Another thing is to convert the sentence to lower case, because in the case of a capital letter, as in your example "Birulei Nau", would not find the letters "B" and "N", since Javascript is case sentive (Differentiates uppercase and lowercase).

As in the Jeanextreme002 answer, you don’t need to create an array alfabeto, just a string with all letters, because each position of the characters has an index, similar to an array, starting from scratch (so it is necessary to add +1).

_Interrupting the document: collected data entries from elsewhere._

PR #14458, opened 2023-11-20
Include writer code and writerVersion in ORC files

vuule:
## Description
Closes https://github.com/rapidsai/cudf/issues/14325
Changes some of the metadata written to ORC file:

- Include the (cuDF) writer code (5).
- include writerVersion, with the value of 7; This value means that bugs up to ORC-517 are fixed. This version (6+ required) allows us to write the nanosecond statistics.

This change can have unexpected impact, depending on how readers use these fields.

## Checklist


cpp/src/io/orc/orc.hpp
```diff
@@ -40,6 +40,9 @@ namespace orc {
 static constexpr uint32_t block_header_size = 3;
 // Seconds from January 1st, 1970 to January 1st, 2015
 static constexpr int64_t orc_utc_epoch = 1420070400;
+// Each ORC writer implementation should write its code to the file footer
+// the codes are specified in the ORC specification
+static constexpr int32_t cudf_writer_code = 5;
```
davidwendt, line 45: We are ORC writer number 5? 
Is there a link to these codes?

harrism:
I think someone more familiar with ORC should review. Removing my assignment.

revans2 (approved):
This looks good to me.

cpp/src/io/orc/writer_impl.cu
```diff
@@ -2702,7 +2703,8 @@ void writer::impl::close()
   ps.footerLength         = pbw.size();
   ps.compression          = _compression_kind;
   ps.compressionBlockSize = _compression_blocksize;
-  ps.version              = {0, 12};
+  ps.version              = {0, 12};  // Hive 0.12
+  ps.writerVersion        = 7;        // ORC-517 fixed
```
hyperbolic2346, line 2707: should this `7` be defined above like `MAGIC` with a comment about it? Do we change the writer version every major release or major changes? Is this something we never change?

vuule: My understanding is that we would increase this version when we implement newer features and fix notable bugs, see https://github.com/apache/orc/blob/main/proto/orc_proto.proto#L412-L422

I'm not sure if this should be a constant. I'll make the change if you think that's better.

hyperbolic2346: If it is a constant it is easier to add a multi-line comment explaining that major changes should increment it. I'd also be ok with a comment about the version. At the extreme, I would have a changelist in the comments
```
// version 1: Initial implementation
// version 2: added nested types
// version 3: fixed bug xyz
```

vuule: Included the list of versions, let me know what you think

cpp/src/io/orc/orc.hpp
```diff
@@ -40,6 +40,28 @@ namespace orc {
...
 static constexpr int64_t orc_utc_epoch = 1420070400;
+// ORC datasets start with a 3 byte header
+static constexpr char const* MAGIC = "ORC";
+
+// Each ORC writer implementation should write its code to the file footer
+// the codes are specified in the ORC specification
+static constexpr int32_t cudf_writer_code = 5;
+// Each ORC writer implementation should write its version to the PostScript
+// The version values are based on the ORC Java writer bug fixes and features
+// From https://github.com/apache/orc/blob/main/proto/orc_proto.proto:
```
ttnghia, line 51: The link cannot be accessed.

cpp/src/io/orc/orc.hpp
```diff
@@ -48,12 +70,13 @@ static constexpr int32_t DEFAULT_MIN_NANOS = 0;
...
-  uint32_t compressionBlockSize{};     // the maximum size of each compression chunk
-  std::vector<uint32_t> version;       // the version of the writer [major, minor]
-  uint64_t metadataLength = 0;         // the length of the metadata section in bytes
-  std::string magic       = "";        // the fixed string "ORC"
+  uint64_t footerLength       = 0;        // the length of the footer section in bytes
+  CompressionKind compression = NONE;     // the kind of generic compression used
+  uint32_t compressionBlockSize{};        // the maximum size of each compression chunk
+  std::vector<uint32_t> version;          // the version of the file format [major, minor]
+  uint64_t metadataLength = 0;            // the length of the metadata section in bytes
+  std::optional<uint32_t> writerVersion;  // The version of the writer that wrote the file
```
ttnghia, line 78: Why this is an optional? Should it be a permanent field?

cpp/src/io/orc/orc.hpp
vuule: yeah, they removed the proto module in a recent PR :(
I'll track down where the information is now.

cpp/src/io/orc/orc.hpp
vuule: it's based on the protobuf specs: https://github.com/apache/orc/blob/branch-1.9/proto/orc_proto.proto#L439
We might always write the version now, but we should be able to read files without this field.

cpp/src/io/orc/orc.hpp
vuule: fixed the link
what timing!

hyperbolic2346 (approved):

PR #14470, opened 2023-11-22
Avoid DataFrame conversion in `MultiIndex.from_pandas`

mroeschke:
## Description

This uncovered a bug where `MultiIndex.levels` could be a list of Series instead of a list of Index.

## Checklist


python/cudf/cudf/core/multiindex.py
```diff
@@ -481,7 +476,8 @@ def copy(
 
         mi = MultiIndex._from_data(self._data.copy(deep=deep))
         if self._levels is not None:
-            mi._levels = [s.copy(deep) for s in self._levels]
+            # TODO: why is deep=True not being respected here
+            mi._levels = [idx.copy(deep) for idx in self._levels]
```
mroeschke, line 480: @wence- could use some guidance here regarding the failing test below: `test_multiindex_copy_deep` for the `deep=True` case

Before `self._levels` was a list of `Series`, so it was performing a `Series.copy(True)` so the pointer checking in the test was passing. With this PR, now `self._levels` is a list of `Index`, and a `Index.copy(True)` is not passing the pointer checking in the test.

`deep=True` looks to be passed down to `Column.copy` and friends so I am not sure why the pointer in this case is not changing

wence-: I'll take a look, thanks

wence-:
```suggestion
            mi._levels = [idx.copy(deep=deep) for idx in self._levels]
```

`idx.copy` takes a bunch more arguments (same as pandas) than just `deep=True/False`.

python/cudf/cudf/core/multiindex.py
```diff
@@ -178,18 +179,12 @@ def __init__(
...
-                    index=range(-1, len(levels[i])),
-                )
-            else:
-                level = cudf.DataFrame({column_name: levels[i]})
-
-            source_data[column_name] = libcudf.copying.gather(
-                [level._data[column_name]], col
-            )[0]
+        for (column_name, col), level in zip(codes._data.items(), levels):
+            result_col = level._column.take(col)
```
wence-, line 183: On line 175 we already do partial bounds-checking. The treatment of `-1` is AFAICT undocumented pandas behaviour. That is `codes` do not do normal indexing but instead `-1` is for "missing value".

But let us move all of the validation into one place:
```
import cudf._lib as libcudf
from cudf._lib.types import size_type_dtype
import numpy as np

lo, hi = libcudf.reduce.minmax(code)
if lo.value < -1 or hi.value > len(level) - 1:
    raise ValueError(...)
if lo.value == -1:
    # Now we can gather and insert null automatically
    code[code == -1] = np.iinfo(size_type_dtype).min
result_col, = libcudf.copying.gather([level], code, nullify=True)
```

python/cudf/cudf/core/multiindex.py
```diff
@@ -158,7 +159,7 @@ def __init__(
                     "codes and is inconsistent!"
```
wence-, line 159: FWIW, I am not sure that `codes` can be `np.int64` it should probably be size_type_dtype. But let us not fix that here.

python/cudf/cudf/core/multiindex.py
mroeschke: 🤦 thanks for pointing out my oversight!

python/cudf/cudf/core/multiindex.py
mroeschke: Nice find. Was able to consolidate the codes validate in this loop

python/cudf/cudf/tests/test_multiindex.py
```diff
@@ -2079,3 +2079,20 @@ def test_multiindex_eq_other_multiindex():
...
+    [
+        cudf.MultiIndex.from_product([[0, 1], [1, 0]]),
+        cudf.MultiIndex.from_tuples([(0, 1), (0, 0), (1, 1), (1, 0)]),
+        # TODO: Implement from_arrays like pandas
+        # cudf.MultiIndex.from_arrays([0, 0, 1, 1], [1, 0, 1, 0]),
+        cudf.MultiIndex(
+            levels=[[0, 1], [0, 1]], codes=[[0, 0, 1, 1], [1, 0, 1, 0]]
+        ),
+    ],
+)
```
wence-, line 2095: **issue** This parameterisation now constructs cudf objects at test collection time. Although we are not good at obeying these rules we, we prefer not to do this (see https://docs.rapids.ai/api/cudf/nightly/developer_guide/testing/#parametrization-custom-fixtures-and-pytest-mark-parametrize)

So preference is either: 
- hide these values behind a lambda `lambda: ...` which you just call inside the test 
- or (preferable) use a fixture, which is a little more setup work but can be reused:

```
@pytest.fixture(params=["product", "tuples", pytest.param("arrays", marks=pytest.mark.xfail(reason="from_arrays not yet implemented")), "levels-codes"])
def midx(request);
    if request.param == ...:
        return ...
    elif ...
```

Not also the pre-emptive marking of the arrays case as `xfail` rather than just commenting out with TODO.

mroeschke: Ah I didn't know about that guidance. I converted this into a fixture instead

python/cudf/cudf/tests/test_dropna.py
```diff
@@ -256,19 +256,21 @@ def test_dropna_index(data, dtype):
...
-        # pandas-gh44792. Pandas infers the dtypes as (int64, int64), though
-        # int64 doesn't really store null/nans. The dtype propagates to the
-        # result of dropna. cuDF infers the dtypes as (float, float), which
-        # differs from pandas.
-        assert_eq(expect, got)
+    if how == "all" and "data0" in request.node.callspec.id:
+        request.applymarker(
+            pytest.mark.xfail(
+                reason="pandas NA value np.nan results in float type. "
+                "cuDF correctly retains int type"
```
wence-, line 270:
```suggestion
                "cuDF correctly retains int type "
                "(https://github.com/pandas-dev/pandas/issues/44792)"
```

wence- (approved):
Minor suggestion to retain the pandas issue reference in the xfail, otherwise looks great, thanks!

galipremsagar:
@mroeschke can we drop the `REF: ` prefix from the PR title? A while ago we decided not to have prefixes in the PR titles as they will be added to the commit history.

python/cudf/cudf/core/multiindex.py
```diff
@@ -170,26 +173,24 @@ def __init__(
...
+        for (column_name, code), level in zip(codes._data.items(), levels):
+            if len(code):
+                lo, hi = libcudf.reduce.minmax(code)
+                if lo.value < -1 or hi.value > len(level) - 1:
+                    raise ValueError(
+                        f"Codes must be -1 <= codes <= {len(level) - 1}"
+                    )
+                if lo.value == -1:
+                    # Now we can gather and insert null automatically
+                    code[code == -1] = np.iinfo(size_type_dtype).min
```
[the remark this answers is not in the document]
wence-: https://github.com/rapidsai/cudf/issues/14511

The code would look like this:

const frase = "Birulei Nau"  // frase de teste
const alfabeto = "abcdefghijklmnopqrstuvwxyz"; 

function substituiLetra (frase) {   
   frase = frase.replace(/\s/g, ''); // elimina os espaços
   const novaFrase = frase.split('').map(function (letra){
    
    // este trecho é apenas para mostrar os valores
    console.log(letra +" = "+ Number(alfabeto.indexOf(letra.toLowerCase())+1));
    // remova do código
   
   
      return alfabeto.indexOf(letra.toLowerCase())+1;
   }).join("");  

   return novaFrase; // retorna a string com as posições das letras
}

console.log("Posições: "+ substituiLetra(frase));

By the way your code is, it can be optimized by questions such as map usage, but the main one, never use special characters, especially in variable names, constants and/or functions. Follow an example by following your original code:

const frase = "Birulei Nau" // frase de teste

const alfabeto = [, "a", "b", "c", "d", "e", "f", "g", "h", "i", "j", "k", "l", "m", "n", "o", "p", "q", "r", "s", "t", "u", "v", "w", "x", "y", "z"];

const posiçãoLetra = []; // variável com a posição das letras do alfabeto

function encontraPosicao(letra) { // essa função encontra e preenche o array posiçãoLetra com as respectivas posições das letras do alfabeto.
  alfabeto.map((i, j) => {
    if (i === letra.toString().toLocaleLowerCase()) {
      return j;
    }
  })
}

encontraPosicao(alfabeto);


function substituiLetra(frase) {

  frase.split('').map((i, j) => {
    console.log(encontraPosicao(i));
  })

}

substituiLetra(frase);

Where, in each case of the repetition loop, it checks whether the array position refers to a letter identical to the letter it is in as parameter in the function call, thus returning the number of repetitions (letter number).